Some families face eviction as homeowners associations sell their homes right out from under them, despite moves by Colorado to limit it, Bloomberg reports.
One of the affected families was the Mendozas of Denver. They had a home in the Green Valley Ranch neighborhood, where they’d lived for seven years. Not only had they never missed a payment on the house, but Bloomberg reports that the home was nearly paid off.
Imagine their surprise when they received a voicemail saying, “I want you to know your house has been foreclosed.” Their $580,000 home had been auctioned off for a mere $85,000, all without their knowledge.

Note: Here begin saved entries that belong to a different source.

PR #119, opened 2017-06-20
Fortio write failure

joakim-hove:
**Task**
Possible to mark a writable fortio instance as "failed" - it will be removed when closing the fortio instance.

**Approach**
Call to `unlink( )`

**Pre un-WIP checklist**


joakim-hove:
This is contained in #120

PR #127, opened 2017-06-23
Fix compiler warnings

markusdregi:
**Task**
_Get rid of compiler warnings._

**Approach**
_These fixes allows compiling libecl with -Werror=all._

**Pre un-WIP checklist**

### DIFF
--- a/lib/util/util_unlink.c
+++ b/lib/util/util_unlink.c
@@ -1,0 +1,37 @@
+/*
+   Copyright (C) 2017  Statoil ASA, Norway.
+
+   The file 'util_unlink.c' is part of ERT - Ensemble based Reservoir Tool.
+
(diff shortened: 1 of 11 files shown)


lib/util/util_unlink.c
```diff
@@ -0,0 +1,31 @@
...
+   for more details.
+*/
+
+#ifdef ERT_WINDOWS
+  #include <io.h>
+#else
+  #include <unistd.h>
+#endif
+
+int util_unlink(const char * filename) {
```
joakim-hove: Have tried to do these tests by looking for the existence of a specific function - i.e. `unlink( )` - instead of the catch all `ERT_WINDOWS` - see e.g.: https://github.com/Statoil/libecl/blob/master/lib/util/util.c#L3329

“We realized it was actually true: Someone else owned the house,” Naomi Mendoza, the adult daughter of homeowners Jose and Lupita, told Bloomberg.

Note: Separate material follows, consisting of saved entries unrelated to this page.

PR #133, opened 2017-06-27
Exported header should not include build_config.h

joakim-hove:
**Task**
The exported header `util_unlink.h` included the private header `build_config.h`

**Approach**
Moved #define symbols.

**Pre un-WIP checklist**

### DIFF
--- a/lib/util/util_unlink.c
+++ b/lib/util/util_unlink.c
@@ -34,4 +34,8 @@ int util_unlink(const char * filename) {
  return unlink(filename);
 }
 
+#else
+
+#error "No unlinke implementation on this platform"
+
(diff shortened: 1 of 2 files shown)


lib/util/util_unlink.c
```diff
@@ -34,4 +34,11 @@ int util_unlink(const char * filename) {
  return unlink(filename);
 }
 
+#else
+
```
markusdregi: Maybe we could just do an #error instead? To avoid it compiling all together if unlink is missing?

joakim-hove: Yes - that is better.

It works like this: If any home violates an HOA’s rules, in even the most petty way, the HOA can issue a fine. Miss paying a fine — or owe the HOA money for any other reason, such as failing to pay dues — and the HOA can place a lien on the home. Once there is a lien, the HOA can foreclose, and the home can be sold at auction for much, much less than its actual value. The HOA isn’t even required to notify the homeowners of the proceedings.
At least, that’s how it used to work, Bloomberg says. In Aug. 2022, Colorado passed HB 22-1137, which prevents foreclosures by HOAs in cases when the debt came from HOA fines. So the Mendozas, who were cited by the Master Homeowners Association for Green Valley Ranch for oil-stained pavement and a dead tree, would have been safe.
However, the Mendozas fell into a “gray area”: The foreclosure was filed before HB 22-1137 passed but executed after it took effect, Bloomberg explains. That makes them one of at least 14 families in the Green Valley Ranch community that appear to have had their cases pushed through by the litigious HOA just ahead of the new legislation.
What’s worse, almost a quarter of the United States population lives in HOAs, Bloomberg reports — yet there’s no national regulation of HOA fines, and most states don’t even have a specific office to address HOA issues. However, some conflicts can be sorted out by individual residents who change rules within their HOAs.